Но дело, разумеется, не только в том, что герои размышляют о "последних" вопросах. Если бы все исчерпывалось размышлениями, никак не создался бы грандиозный художественный мир романа. Герои "Преступления и наказания" живут "последними" вопросами, решают их самой своей жизнью. Впрочем, точнее будет сказать, что основные герои романа живут в прямой соотнесенности с целым миром, с человечеством - и не только современным, но и прошлым и будущим. Конечно, и Раскольников и Мармеладов не перестают от этого жить в своих каморках. Они действительно живут здесь, в своих повседневных случайностях и мелочах. Но все их поступки и переживания определяются в конечном счете стремлением утвердить и понять себя не в этом узком мирке, но в целом мире, в строе общечеловеческой жизни, во вселенной. И этот всеобщий план существует в романе не отдельно, не в виде какой-то дополнительной линии аллегорий, символов, общих идей. Нет, именно совершая свои, казалось бы, всецело частные, ничтожные на мировых весах действия, герои чувствуют себя все же на всемирной арене, чувствуют и свою ответственность перед миром, и ответственность этого мира перед ними самими. Они все время ведут себя так, как будто на них смотрит целое человечество, вселенная.

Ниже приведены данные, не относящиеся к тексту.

PR #188, opened 2019-06-05
Support for SAML roles (readonly / write access for credentials)

jrosco:
Hi, The idea behind this PR is to allow setting SAML roles in the credential metadata which would allow a user with correct SAML role settings read-only or write access to certain credentials. 

A list of features.

- Setup an Admin role to have access to all credentials  (This is set up in the env config file SAML_ADMIN_ROLE)
- Able to disable/enable SAML role permissions (This is set up in the env config file SAML_USE_ROLE)
- Show the users role on the Web GUI
- Able to view role via the API (/v1/user/role)
- Add roles to the credentials metadata (These are set up in the env config file SAML_ROLE_RW_NAME and SAML_ROLE_R_NAME )
- Add the SAML Role name (This is set up in the env config file SAML_MAPPING_ROLE)
- Added unittest

We currently have this setup in our production environment and it's working with no known issues


ryan-lane:
Hey, thanks for the PR! Can you sign the CLA? I'll start taking a look through the PR :)

confidant/routes/v1.py
```diff
@@ -50,14 +49,24 @@ def get_user_info():
         response = jsonify({'email': None})
     return response
 
+@app.route('/v1/user/role', methods=['GET', 'POST'])
+@authnz.require_auth
+def get_role_info():
```
ryan-lane: Any reason not to include this info in the `get_user_info()` endpoint?

confidant/routes/v1.py
```diff
@@ -374,6 +383,10 @@ def get_credential(id):
             'Item with id {0} does not exist.'.format(id)
         )
         return jsonify({}), 404
+
+    if not authnz.require_saml_role(cred.metadata)['read_only']:
```
ryan-lane: I think it's maybe better to have this as a decorator that can be applied to endpoints, rather than being checked in-function.

For example:

```
@authnz.require_role('read_only')
```

confidant/routes/v1.py
```diff
@@ -780,6 +794,10 @@ def update_credential(id):
     credential_pairs = cipher.encrypt(update['credential_pairs'])
     update['metadata'] = data.get('metadata', _cred.metadata)
     update['documentation'] = data.get('documentation', _cred.documentation)
+
+    if not authnz.require_saml_role(_cred.metadata)['read_write']:
+        return jsonify({'error': 'Credential Metadata found Role does not have write permissions'}), 403
```
ryan-lane: Same as above. Would be good to make a decorator for this.

ryan-lane: I think you also need to apply this to `create_credential()`, and `map_service_credentials()`

confidant/authnz/__init__.py
```diff
@@ -238,6 +245,52 @@ def decorated(*args, **kwargs):
     return decorated
 
 
+def require_saml_role(credential):
```
ryan-lane: Would be nice for this to be `require_role`, rather than `require_saml_role`, so other modules can implement it, if necessary.

confidant/routes/v1.py
jrosco: Yeah, I think that would be a better place for this endpoint

confidant/routes/v1.py
jrosco: I will work on this

confidant/authnz/__init__.py
jrosco: Agreed

confidant/routes/v1.py
jrosco: Looking at the get_user_info() it uses the route '/v1/user/email' so doesn't make sense to put role here. Might be better making an endpoint like '/v1/user/userinfo' and adding email and role details here.

ryan-lane: I think it would be ok to rename the endpoint to `/v1/user/userinfo`. No reason it needs to be `/v1/user/email`. I'm pretty sure it's just used by the frontend to display the user's email address, so it should be an easy change.

jrosco:
I need to write some unittest for the `require_role` function

jrosco:
@ryan-lane Are you ok with me closing this PR and reopening a new one since it looks like some of the commits have an Author failing the CLA check.

ryan-lane:
Yep. If all of the code will be yours or if it's associated with someone in
your company and and as such are allowed to grant a copyright license on
their behalf.

jrosco:
will create a new pull request.

PR #190, opened 2019-08-29
Convert confidant to python3

asottile:


tests/unit/confidant/keymanager_test.py
```diff
@@ -169,7 +169,7 @@ def test_decrypt_token(self, kms_mock):
                 1,
                 'service',
                 'confidant-unittest',
-                'ZW5jcnlwdGVk'
+                b'ZW5jcnlwdGVk'
```
vivianho: Just for my reference, was this always passed in / converted to a binary string in the actual code (i.e. here: https://github.com/lyft/confidant/blob/a652892b3664d25216d1b396205bd103eced1360/confidant/authnz/__init__.py#L176) and you don't need to make the same change here?

asottile: it probably wasn't binary before, I'll have to check once I can get it to start and run

you're probably correct that the test change here is incorrect and it _should_ be text and not bytes (and python2 was just like "ah whatever" since it's ascii-only)

when that's the case I'll switch this to do the proper encoding dance for the inputs here :+1: 

I still haven't been able to get this working in our infrastructure due to the wacky javascript build though :upside_down_face:

PR #191, opened 2019-09-09
Switch to kmsauth library for kmsauth support

ryan-lane:
We split kmsauth out to a library a while ago, but hadn't switched confidant over to using it. This change uses kmsauth, rather than having the code in two spots.


confidant/keymanager.py
```diff
@@ -29,40 +25,17 @@
...
-            KeyId='alias/{0}'.format(key_alias)
-        )
-    return KEY_METADATA[key_alias]['KeyMetadata']['Arn']
-
-
 def get_key_id(key_alias):
     if key_alias not in KEY_METADATA:
         KEY_METADATA[key_alias] = auth_kms_client.describe_key(
-            KeyId='alias/{0}'.format(key_alias)
+            KeyId='{0}'.format(key_alias)
```
vivianho: nit: I don't think there's a need to use formatted string here

confidant/keymanager.py
```diff
@@ -77,7 +50,7 @@ def create_datakey(encryption_context):
     stats.incr('at_rest_action', 2)
     return cryptolib.create_datakey(
         encryption_context,
-        'alias/{0}'.format(app.config.get('KMS_MASTER_KEY')),
+        '{0}'.format(app.config.get('KMS_MASTER_KEY')),
```
vivianho: nit: I don't think there's a need to use formatted string here

PR #3, opened 2019-11-21
Black

vkhromov:


drmorr0:
I... don't really want black on Clusterman.  I haven't had great experiences with it thus far.  :(

PR #4, opened 2019-12-11
Reload Kube Configs

chlgit:
I read the kubernetes client library code again. Now, I believe watch pki keys is not enough because it caches the token here https://github.com/kubernetes-client/python-base/blob/a2d1024524de78b62e5f9aa72d34cb9ea9de2b97/config/kube_config.py#L646. I think we should reload the kube configs. I've tested it at stagef successfully.


drmorr0:
This seems fine but you'll also need to add the watchers for the metrics collector batch.  I suggest refactoring this code into `batch/util.py`, where we have some other similar code set up.

drmorr0 (approved):

PR #5, opened 2019-12-11
Bump yelp-batch to 10.0.2

vkhromov:


vkhromov:
`make test`/`make itest` internal runs were successful as well.

drmorr0 (approved):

Это отчетливо проступает и в цитируемой фразе Мармеладова. Ведь, кстати сказать, сразу же после этой фразы Мармеладов рисует картину последнего вселенского Суда над людьми и себя на этом Суде, себя, который "тогда все поймет".

Эта соотнесенность с целым миром настолько пронизывает, настолько переполняет роман, что все время как бы выплескивается наружу, выступает открыто, обнаженно. Вот несколько примеров (важные места выделены курсивом).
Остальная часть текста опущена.